### TASK BRIEF
Each record below is to be reproduced without any change.

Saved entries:
○ ○ ○ ○ ○ ○ ○
PR #1148, opened 2026-05-28
[PM-31128] Add reinit_user_crypto for mobile

Thomas-Avery:
## 🎟️ Tracking

https://bitwarden.atlassian.net/browse/PM-31128

## 📔 Objective

Add functionality to `CryptoClient` to allow mobile applications that receive a new `accountCryptographicState` and `V2UpgradeToken` from a userKey rotation upgrade sync to be able to reinit SDK's cryptography state.


crates/bitwarden-core/src/client/internal.rs
```diff
@@ -292,6 +293,15 @@ impl InternalClient {
...
         // dangerous-crypto-debug feature enabled, so this is safe
         info!("Setting user key with ID {:?}", user_key_id);
+
+        // The key store should not already have any keys initialized
+        if ctx.has_symmetric_key(SymmetricKeySlotId::User)
+            || ctx.has_private_key(PrivateKeySlotId::UserPrivateKey)
+            || ctx.has_signing_key(SigningKeySlotId::UserSigningKey)
+        {
+            return Err(EncryptionSettingsError::CryptoInitialization);
+        }
```
Thomas-Avery, line 300: Moving this check upstream seem like the best approach. Open to other suggestions.

crates/bitwarden-core/src/key_management/crypto/reinit_user_crypto.rs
○ ○ ○ ○ ○ ○ ○
### SOLUTION FOR THIS EXERCISE
PR #1148, opened 2026-05-28
[PM-31128] Add reinit_user_crypto for mobile

Thomas-Avery:
## 🎟️ Tracking

https://bitwarden.atlassian.net/browse/PM-31128

## 📔 Objective

Add functionality to `CryptoClient` to allow mobile applications that receive a new `accountCryptographicState` and `V2UpgradeToken` from a userKey rotation upgrade sync to be able to reinit SDK's cryptography state.


crates/bitwarden-core/src/client/internal.rs
```diff
@@ -292,6 +293,15 @@ impl InternalClient {
...
         // dangerous-crypto-debug feature enabled, so this is safe
         info!("Setting user key with ID {:?}", user_key_id);
+
+        // The key store should not already have any keys initialized
+        if ctx.has_symmetric_key(SymmetricKeySlotId::User)
+            || ctx.has_private_key(PrivateKeySlotId::UserPrivateKey)
+            || ctx.has_signing_key(SigningKeySlotId::UserSigningKey)
+        {
+            return Err(EncryptionSettingsError::CryptoInitialization);
+        }
```
Thomas-Avery, line 300: Moving this check upstream seem like the best approach. Open to other suggestions.

crates/bitwarden-core/src/key_management/crypto/reinit_user_crypto.rs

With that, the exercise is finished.